La stéatose hépatique se manifeste chez les poules pondeuses en corrélation avec une productivité élevée. Les symptômes ou autres signes révélateurs sont les suivants : baisse soudaine de la production d’œufs, animaux en surpoids, avec crêtes et barbillons pâles et présentant parfois une jaunisse, ou encore, morts subites. Par ailleurs, les carcasses des animaux malades contiennent beaucoup de graisse ; le foie est hypertrophié, de couleur jaunâtre à verdâtre et de consistance friable. Chez les animaux qui ont péri en phase aiguë, cet organe présente des lésions et des gros caillots de sang (qui apparaissent dans toute la cavité abdominale).

Etiologie

La stéatose hépatique est déclenchée lorsque la teneur en énergie du fourrage excède les besoins des animaux.
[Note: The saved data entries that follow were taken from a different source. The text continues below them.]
PR #880, opened 2025-02-20
Fix api-extraction

saskliutas:
Switched from `presentation-build-tools` to `@itwin/build-tools` for api extraction.
Bump typescript version


grigasp (commented):
what was wrong with it? I thought we made the necessary improvements in `betools` to suit our needs

saskliutas:
Noticed that `unified-selection-react` was the only package using `betools` so decided to unify that. If `betools` have everything needed can we switch to that and remove `presentation-build-tools`?

grigasp:
> Noticed that `unified-selection-react` was the only package using `betools` so decided to unify that. If `betools` have everything needed can we switch to that and remove `presentation-build-tools`?

yes, I believe so

PR #355, opened 2016-05-26
Check namespace policy on branch request.

### LINKED ISSUE #352: Namespace policy doesn't cover new package request
@ralphbean when testing things on stg, I could request fine a new package to be added to the `modules` namespace with more branches than just the `master` one

ralphbean:
Added a test for it as well.

Fixes #352.


pypingou:
:+1: to this I wonder if we could add a little JS to the HTML to reduce the list of branches available as option in the UI to make it friendlier

ralphbean:
> I wonder if we could add a little JS to the HTML to reduce the list of branches available as option in the UI to make it friendlier

I'll file a separate issue for it and assign it to myself.

PR #359, opened 2016-06-03
Do not hard-code packager and provenpackager in the code

pypingou:
Instead, allow them to be set in the configuration file


ralphbean:
Looks good here.  :+1:

pypingou:
Thanks :)

PR #364, opened 2016-06-10
Let the Package return everything regardless of the namespace

pypingou:
Since we are able to filter by namespace, this will let Package return everything,
regardless of the namespaces.


sayanchowdhury:
LGTM :+1:

pypingou:
Thanks :)

PR #365, opened 2016-06-13
Do not hardcode the URLs to koji, bodhi, packages, bugz...

pypingou:


pkgdb2/templates/package.html
```diff
@@ -220,32 +220,41 @@ <h1 class="inline">
...
-          <a href="http://pkgs.fedoraproject.org/cgit/{{ package.name }}.git/"
+          <a href="{{ config['CGIT_URL'] % package.name }}"
           class="cvs">
           Package source</a>
       </li>
+      {% endif %}
+      {% if config.get('PKGS_BUG_URL') %}
       <li>
-          <a href="https://apps.fedoraproject.org/packages/{{ package.name }}/bugs"
+          <a href="{{ config['PKGS_BUG_URL'] % package.name }}/bugs"
```
sayanchowdhury: `/bugs` need to be removed here.

pypingou: Yup indeed, thanks :)

pkgdb2/templates/packager.html
```diff
@@ -11,9 +11,9 @@
   {{ packager | avatar | safe }}
   {{ packager }}</h1> (<a class="fas" target="_blank"
     {% if packager.startswith('group::') %}
-        href="https://admin.fedoraproject.org/accounts/group/view/{{ packager.replace('group::', '') }}"
+        href="{{ config['PKGDB2_FAS_URL'] }}/group/view/{{ packager.replace('group::', '') }}"
```
sayanchowdhury: Is it not required to update `PKGDB2_FAS_URL` in `default_config.py` ? It is set to `None` right now.

sayanchowdhury:
LGTM (y)

pkgdb2/templates/packager.html
pypingou: It's None right now but pkgdb will have more problem if it isn't set (like it won't be able to check if someone is a packager) so I am pretty confident that this will always be set.

pypingou:
Thanks for the review :)

PR #371, opened 2016-07-07
Expand the field fas_name from PackageListingAcl from 32 to 255 chars

pypingou:
FAS restrict usernames to 32 characters, so we took the same approach
and restricted our usernames to 32 characters but that was without
thinking about the groups which do not have that restriction on their
names. So far we were lucky but apparently it's time to take it into
account.


ignatenkobrain:
LGTM!

Issue #374, opened 2016-07-11
Allow blacklisting of names


puiterwijk:
We need to blacklist certain names in certain namespaces, like "fedora" in "docker".

This needs to be done before we allow requesting of "docker" namespaced items.

puiterwijk:
Note that we should perhaps also verify this in the admin API, just to make sure.

PR #376, opened 2016-07-18
Implement blacklisting feature

puiterwijk:
Fixes: #374

### DIFF
--- a/pkgdb2/default_config.py
+++ b/pkgdb2/default_config.py
@@ -52,6 +52,9 @@ SECRET_KEY = '<insert here your own key>'
 # List the ACL which are auto-approved (don't need reviewing)
 AUTO_APPROVE = ['watchcommits', 'watchbugzilla']
 
+### Blacklisted items
+REQUEST_BLACKLIST = []
+
 # List of FAS user that can be automatically approved w/o checking if they
 # are packagers
 AUTOAPPROVE_PKGERS = []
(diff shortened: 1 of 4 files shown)


pkgdb2/default_config.py
```diff
@@ -52,6 +52,9 @@
 # List the ACL which are auto-approved (don't need reviewing)
 AUTO_APPROVE = ['watchcommits', 'watchbugzilla']
 
+### Blacklisted items
+REQUEST_BLACKLIST = ['fedora']
```
pypingou: We probably want to make this a dict allowing to specify blacklisted package per namespace

pypingou:
Thanks for working on this, I've had it on my list so that makes my list shorted :)

utility/pkgdb2.cfg.sample
```diff
@@ -19,6 +19,9 @@ DB_URL='sqlite:////var/tmp/pkgdb2_dev.sqlite'
 ### pages
 ITEMS_PER_PAGE = 50
 
+### Blacklisted items
```
pypingou: Could we provide one or more example of what the content should look like? :)

puiterwijk: Done, one line below :smile:

pypingou: But maybe we could include it in the doc, something like:
~~~~
### Blacklisted items (following the format: ``namespage/packagename``)
~~~~
Thoughts?

pypingou:
Looks good to me, thanks!

Issue #375, opened 2016-07-16
new package default namespace should be better


nirik:
The "request new package" button brings up a form for requesting a new package. 
One of the fields is 'namespace'. It seems to now default to 'docker' where before it was 'rpm'.

Perhaps this could be sorted by number of packages in that namespace? 
If not, could we just always make rpm the top choice for now?

PR #377, opened 2016-07-22
Ensure the `rpms` namespace is always the first in the list (default)

pypingou:
Fixes https://github.com/fedora-infra/pkgdb2/issues/375

### DIFF
--- a/pkgdb2/ui/packages.py
+++ b/pkgdb2/ui/packages.py
@@ -1361,6 +1361,10 @@ def package_request_new():
         collections.append(collection)
 
     namespaces = pkgdblib.get_status(SESSION, 'namespaces')['namespaces']
+    # Ensure the `rpms` namespace is always the first in the list (the default)
+    if 'rpms' in namespaces:
+        namespaces.pop(namespaces.index('rpms'))
+        namespaces.insert(0, 'rpms')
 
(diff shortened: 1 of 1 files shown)


cverna:
:+1: for me

pkgdb2/ui/packages.py
```diff
@@ -1361,6 +1361,11 @@ def package_request_new():
         collections.append(collection)
 
     namespaces = pkgdblib.get_status(SESSION, 'namespaces')['namespaces']
+    default_ns = APP.config.get('DEFAULT_NAMESPACE', 'rpms')
+    # Ensure the `rpms` namespace is always the first in the list (the default)
+    if default_ns in namespaces:
+        namespaces.pop(namespaces.index(default_ns))
+        namespaces.insert(0, default_ns)
```
sayanchowdhury: Combining into one? `namespaces.insert(0, namespaces.pop(namespaces.index(default_ns)))`

sayanchowdhury:
GTG to me :+1:

pkgdb2/ui/packages.py
pypingou: It would work but I think I'll keep the two statements approach as it potentially will make it easier to debug if that ever needs to be

pypingou:
Thanks for the reviews :)

PR #381, opened 2016-07-26
Give some time indication when doing mass-branching

pypingou:


puiterwijk:
Perhaps also print the name of a package when it has been branched to see progress?

utility/pkgdb2_branch.py
```diff
@@ -185,6 +188,9 @@ def main():
     except pkgdb2.lib.PkgdbException, err:
         print err
         return 1
+    end = datetime.datetime.utcnow()
+    print "Finished at %s" % end
+    print "Last for %s" % (end - start)
```
puiterwijk: s/Last/Lasted/

pypingou:
> Perhaps also print the name of a package when it has been branched to see progress?

We can't do that anymore as the entire branching is now done via a two SQL queries which make the process much faster than iterating through the DB with python.

puiterwijk:
Ah, right. Fair enough. :+1:

puiterwijk:
:+1:

pypingou:
Thanks! :)

PR #384, opened 2016-07-30
Fix the location where the collection is converted into a product

pypingou:
Otherwise we run into KeyError exceptions for rather logical reasons


pypingou:
Adjusted in prod so that it works

pypingou:
Hm, not ready to merge, there is another fix incoming

puiterwijk:
Looks good to me :+1:

pypingou:
Thanks :)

La plupart du temps, elle affecte les poules à haute productivité, à partir du milieu ou de la fin du cycle de ponte. Chez les animaux affectés, les triglycérides accumulés dans le foie dépassent souvent le niveau physiologiquement tolérable. La présence de nombreux acides gras libres ainsi que l’activation permanente de la synthèse de ceux-ci (en raison de l’excédent énergétique) font apparaître des radicaux libres qui endommagent le tissu hépatique. Des fissures dans la capsule du foie provoquent alors les hémorragies caractéristiques mentionnées.

Prophylaxie

Pour prévenir la maladie, il s’agit de stimuler le métabolisme hépatique et de couvrir les besoins accrus en substances lipotropes (c.-à-d. contribuant directement ou indirectement au métabolisme des graisses) en situation de stress. A cet effet, il convient de recourir assez tôt à des compléments contenant idéalement de la choline, de la bétaïne et éventuellement de la L-carnitine. S’agissant de la choline, elle empêche l’hypertrophie du foie. Or les situations de stress et les exigences de productivité élevées entraînent vite une carence en choline, qui provoque justement une stéatose hépatique. Quant à la bétaïne, elle participe à la synthèse de la carnitine ainsi que de la créatine ; en outre, elle protège les enzymes des cellules hépatiques. Enfin, servant au transport des acides gras activés, la L-carnitine stimule la métabolisation des acides gras à chaîne courte ou à chaîne moyenne ; de même, elle favorise la production d’énergie à partir des hydrates de carbone.

Les compléments donnés à titre prophylactique peuvent être administrés aux poules par le biais du fourrage ou de l’eau dès le pic de ponte. Cette complémentation soutient le métabolisme hépatique ; dans le meilleur des cas, elle empêche l’apparition d’une stéatose hépatique.